Hola, Eva. Las mujeres y los hombres dejan de ser comunes cuando se lanzan.

Gracias, Gata. Pero aquí no se muere nadie.

Sí, Dusch: subirse a la roca más alta no lo hace cualquiera. Y la tropa Warner rebaja tensión.

Ay Fiebre, cómo eres. Huyes del agua como los gatos.

No, Medea, no desaparece del mapa: ahora son dos los que brillan.

Eso hacen estos dos, Pandora: zambullirsde del todo. Si no, la cosa no tiene gracia.
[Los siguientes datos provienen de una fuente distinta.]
PR #53, opened 2021-11-30
job_application functions and tests.

YarinBou:


job_application/models.py
```diff
@@ -4,9 +4,25 @@
...
-    job = models.ForeignKey(Job, on_delete=models.CASCADE, related_name='application_job')
-    student = models.ForeignKey(Student, on_delete=models.CASCADE, related_name='application_student')
+    job = models.ForeignKey(Job, on_delete=models.CASCADE,
+                            related_name='application_job')
+    student = models.ForeignKey(
+        Student, on_delete=models.CASCADE, related_name='application_student')
     date_applied = models.DateField()
 
+    @classmethod
+    def get_Applications_by_job(cls, jobParam):
```
guy9050: Function names should be lowercase

guy9050: also jobParam sounds weird but it's not crucial (why not just `job`?)

job_application/models.py
```diff
@@ -4,9 +4,25 @@
...
+        """
+        Allows students to search for a job based on the city it is located in
```
guy9050: wrong description

job_application/models.py
```diff
@@ -4,9 +4,25 @@
...
+        """
+        return cls.objects.filter(job_id=jobParam.id)
+
+    @classmethod
+    def get_Applications_by_student(cls, studentParam):
+        """
+        Allows students to search for a job based on the city it is located in
```
guy9050: wrong description

job_application/tests.py
```diff
@@ -0,0 +1,57 @@
...
+from jobboard.models import Job
+from student.models import Student, EducationalInstitution
+from django.contrib.auth.models import User
+from job_application.models import Application
+import datetime
+from django.db.models import QuerySet
+
+
+# The tests use the data that is already in the db from the migration files
+@pytest.fixture
```
guy9050, line 11: You already have such fixture for institution_a in the students tests (https://github.com/redhat-beyond/SJMaster/blob/main/student/tests.py#L10) , so instead of creating it here again (duplicated code), you should move it to `conftest.py`.
Same thing applies for all the other fixtures that are already created and used in more than one test file.

job_application/tests.py
```diff
@@ -0,0 +1,57 @@
...
+    assert all(isinstance(application, Application) for application in application_temp_1)
+    assert list(application_temp_1.values_list("job", "student", "date_applied")) == [
+        (job_a.id, student_a.user.id, datetime.date(2021, 7, 15))]
+
+
+@pytest.mark.django_db
+def test_get_all_application_by_a_specified_student_returns_all_applications_as_a_query_set(job_application, student_a):
+    job_a = Job.objects.get(title="job_a")
+    application_temp_2 = Application.get_Applications_by_student(student_a)
+    print(application_temp_2)
```
guy9050: why do you print this?

YarinBou: that just some printing I did to check something and that was left over by mistake. will be fixed.

job_application/models.py
YarinBou: the name will be fixed. 
about the var name I think that:
        return cls.objects.filter(job_id=job.id) 
can be confusing no?

job_application/tests.py
guy9050: It's still there :)

YarinBou: yeah, I don't know how I missed it. just delete it again now.

job_application/models.py
```diff
@@ -4,9 +4,25 @@
...
+        Allows recuriters to search for all of the applications for some job.
+        """
+        return cls.objects.filter(job_id=job.id)
+
+    @classmethod
+    def get_applications_by_student(cls, studentParam):
+        """
+        Allows students to search for all of their job applications.
+        """
+        return cls.objects.filter(student__full_name=studentParam.full_name)
```
guyy13: I don't think filtering the students according to full name is a good idea, this way if we have a few students with the same name it can cause problems. 
I think filtering them according to the user id is better (the auth user id).

guyy13 (changes requested):

job_application/tests.py
```diff
@@ -0,0 +1,59 @@
...
+# The tests use the data that is already in the db from the migration files
+@pytest.fixture
+def test_institution():
+    test_institution = EducationalInstitution(name="test_institution")
+    test_institution.save()
+    return test_institution
+
+
+@pytest.fixture
+def test_student(test_institution):
```
guyy13: Maybe change the fixture name to example_student and example_job_application (As suggested by the mentors on previous PRs).

guyy13 (changes requested):

job_application/tests.py
YarinBou: done that :)

job_application/models.py
YarinBou: just working on it, please take a look in my slack question :)

job_application/models.py
```diff
@@ -4,9 +4,25 @@
...
+        Allows recuriters to search for all of the applications for some job.
+        """
+        return cls.objects.filter(job_id=job.id)
+
+    @classmethod
+    def get_applications_by_student(cls, student):
+        """
+        Allows students to search for all of their job applications.
+        """
+        return cls.objects.filter(student_id=student.user.id)
```
guyy13: Are you sure that's working? I'm not sure if Student has an id field because we overrode the PK in Student.
Anyway even if it does, you're comparing the id of a student to the id of the auth user that's associated with the student, these are not the same ids.
I think changing it to 
`return cls.objects.filter(student_user_id = student.user.id)`
is better.

guyy13 (changes requested):

job_application/models.py
YarinBou: Yes it's working we talked about it in The slack, I send you an image of your method and that's send an error.

guyy13: My bad, the correct syntax is
`return cls.objects.filter(student__user_id=student.user.id)`
Notice the double underscore between student and user.
It's working like that I just tested it.

guyy13 (changes requested):

guyy13 (approved):

job_application/tests.py
guy9050: and yet it's still there. maybe you forgot to do git add/commit?

guy9050:
please squash the commits

YarinBou:
That's weird @guy9050  (the deleting thing) now I'm deleting it again and squashing the commits.

guy9050 (approved):

benmenachem (approved):

job_application/tests.py
```diff
@@ -0,0 +1,61 @@
...
+        job=job_a, student=example_student, date_applied=datetime.date(2021, 7, 15))
+    application_a.save()
+    return application_a
+
+
+@pytest.mark.django_db
+def test_get_all_application_by_a_specified_job_returns_all_applications_as_a_query_set(
+        example_job_application, example_student):
+    job_a = Job.objects.get(title="job_a")
+    application_temp_1 = Application.get_applications_by_job(job_a)
```
guy9050: if you get application**s** (in plural), better to call the variable `applications` or `temp_applications` instead of `application_temp_1`, for the readability of the code when you later do `for application in application_temp_1`

job_application/tests.py
```diff
@@ -0,0 +1,61 @@
...
+
+@pytest.mark.django_db
+def test_get_all_application_by_a_specified_student_returns_all_applications_as_a_query_set(
+        example_job_application, example_student):
+    job_a = Job.objects.get(title="job_a")
+    application_temp_2 = Application.get_applications_by_student(
+        example_student)
+    assert isinstance(application_temp_2, QuerySet)
+    assert all(isinstance(application, Application)
+               for application in application_temp_2)
```
guy9050: see previous comment

job_application/models.py
```diff
@@ -4,9 +4,25 @@
...
+    @classmethod
+    def get_applications_by_student(cls, student):
+        """
+        Allows students to search for all of their job applications.
+        """
+        return cls.objects.filter(student__user_id=student.user.id)
+
     def __str__(self):
-        return f"{self.student.name} applied to {self.job}"
+        return f"{self.student.full_name} applied to {self.job}"
```
yaelerdr, line 28: lgtm

job_application/tests.py
yaelerdr: I agree with @guy9050 . Also, think it's better to change the name of the function to `get_all_applications`..

yaelerdr (approved):

YarinBou:
fixed. :)

eldaraharonson (approved):

guy9050:
please squash the commits

YarinBou:
Done. @guy9050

Joder, Toñín. No me digas que te has quedado sin palabras tú, que no callas ni debajo del agua (qué bien traído lo del agua, ¿eh?)

antonio dijo...

Me has jodido el verdadero comentario: era debajo del agua.
Muy bien repartidas las dosis de azúcar, acidez, humor y, sobre todo, esperanza de poder conseguir lo imposible. Eres un tramposo. (*)
Me lo he pasado en grande dejándome embaucar por tu fluida –nunca mejor dicho- prosa.
(*) Ya sé que sabes que tramposo no es un insulto, au contraire, mon petit enfant terrible.

Duschgel dijo...

Pues yo me he leído el texto, luego he escuchado la música y otra vez me lo he leido. Si no conozco ni el texto ni la música y los pongo a la vez, pierdo atención en uno de los dos bandos.

Antonio dijo...

A mí me ha ocurrido exactamente igual que a doña “Duschgel dijo...”.
Lo achacaba a que, los muy machos, únicamente podemos hacer una cosa de cada vez. Evidentemente, estaba en un error: soy mucho más femenino de lo que pensaba yo y Cortázar.

India Ning dijo...

Al final me vas a hacer creer que no tengo término medio. Aunque tú sabes, bien lo sabes, que tengo toda la razón.

Irreverens dijo...

A mí lo que me ha tocado la fibra es lo del desfile de la Warner... Ya te vale, mira que no citarme...

Con la lagrimita estoy.

Neuroscopetrix dijo...

Había leído "con la alegría se le ha caído un diente"...

Pues si somos unos cuantos los que estamos esperando para tirarnos. O lo hemos hecho pero nos hemos dado un guarrazo contra las rocas.

Un beso.

Duschgel dijo...

Antonio, ¡a que te mato un poquito! ¡Qué femenino, masculino ni qué ocho cuartos, hombre de Dios! Es evidente que para concentrarse como es debido en algo hay que estar por el asunto en cuestión.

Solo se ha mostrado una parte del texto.